DATASET RECORDS ::
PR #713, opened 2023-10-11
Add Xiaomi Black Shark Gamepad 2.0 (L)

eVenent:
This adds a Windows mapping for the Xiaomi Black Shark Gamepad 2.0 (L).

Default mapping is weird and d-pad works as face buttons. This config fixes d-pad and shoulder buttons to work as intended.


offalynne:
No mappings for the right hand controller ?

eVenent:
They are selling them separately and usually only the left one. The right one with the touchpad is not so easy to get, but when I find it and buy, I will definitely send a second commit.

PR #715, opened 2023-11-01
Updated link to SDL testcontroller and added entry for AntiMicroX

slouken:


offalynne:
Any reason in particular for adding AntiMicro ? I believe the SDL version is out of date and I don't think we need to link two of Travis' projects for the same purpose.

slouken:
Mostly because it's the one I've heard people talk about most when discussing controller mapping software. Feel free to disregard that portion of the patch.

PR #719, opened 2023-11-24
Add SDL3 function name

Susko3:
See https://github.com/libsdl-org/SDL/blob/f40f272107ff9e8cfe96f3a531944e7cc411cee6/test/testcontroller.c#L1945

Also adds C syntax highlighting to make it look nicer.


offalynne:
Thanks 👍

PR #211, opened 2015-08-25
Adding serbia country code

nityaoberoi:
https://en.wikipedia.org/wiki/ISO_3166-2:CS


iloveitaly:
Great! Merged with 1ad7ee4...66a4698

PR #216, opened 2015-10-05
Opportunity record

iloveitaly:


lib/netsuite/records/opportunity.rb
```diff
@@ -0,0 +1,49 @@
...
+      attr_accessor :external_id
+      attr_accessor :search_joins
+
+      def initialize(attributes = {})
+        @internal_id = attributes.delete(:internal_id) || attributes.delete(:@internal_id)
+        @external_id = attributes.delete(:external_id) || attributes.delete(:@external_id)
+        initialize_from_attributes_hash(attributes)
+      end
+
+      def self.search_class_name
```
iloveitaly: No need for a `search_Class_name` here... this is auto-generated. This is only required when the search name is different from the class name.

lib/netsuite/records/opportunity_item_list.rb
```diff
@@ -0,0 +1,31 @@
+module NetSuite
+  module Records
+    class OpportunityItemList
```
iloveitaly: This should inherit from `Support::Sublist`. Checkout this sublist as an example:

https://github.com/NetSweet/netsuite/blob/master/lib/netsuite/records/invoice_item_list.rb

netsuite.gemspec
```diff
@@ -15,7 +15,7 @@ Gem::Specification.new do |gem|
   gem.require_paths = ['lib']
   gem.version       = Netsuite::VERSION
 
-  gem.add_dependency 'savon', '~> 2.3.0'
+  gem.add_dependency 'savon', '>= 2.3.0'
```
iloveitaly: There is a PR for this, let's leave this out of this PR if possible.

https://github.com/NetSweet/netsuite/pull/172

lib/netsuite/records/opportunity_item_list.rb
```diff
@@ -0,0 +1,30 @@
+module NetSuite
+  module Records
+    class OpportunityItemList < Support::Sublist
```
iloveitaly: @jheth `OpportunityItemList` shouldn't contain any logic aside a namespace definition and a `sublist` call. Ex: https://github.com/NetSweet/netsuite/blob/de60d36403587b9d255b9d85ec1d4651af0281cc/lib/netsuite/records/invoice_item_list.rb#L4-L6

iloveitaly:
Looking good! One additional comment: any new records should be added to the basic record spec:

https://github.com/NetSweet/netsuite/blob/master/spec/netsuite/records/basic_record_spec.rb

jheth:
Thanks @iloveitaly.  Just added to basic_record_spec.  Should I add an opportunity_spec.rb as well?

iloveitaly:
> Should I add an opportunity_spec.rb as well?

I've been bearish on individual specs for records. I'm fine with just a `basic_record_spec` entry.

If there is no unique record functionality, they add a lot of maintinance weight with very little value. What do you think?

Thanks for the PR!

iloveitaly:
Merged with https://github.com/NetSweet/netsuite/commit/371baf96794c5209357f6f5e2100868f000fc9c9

TRY IT :: Search the data above for the string "OpportunityItemList" and copy each line that has it.

SOLVED EXERCISE ::
+    class OpportunityItemList
+    class OpportunityItemList < Support::Sublist
iloveitaly: @jheth `OpportunityItemList` shouldn't contain any logic aside a namespace definition and a `sublist` call. Ex: https://github.com/NetSweet/netsuite/blob/de60d36403587b9d255b9d85ec1d4651af0281cc/lib/netsuite/records/invoice_item_list.rb#L4-L6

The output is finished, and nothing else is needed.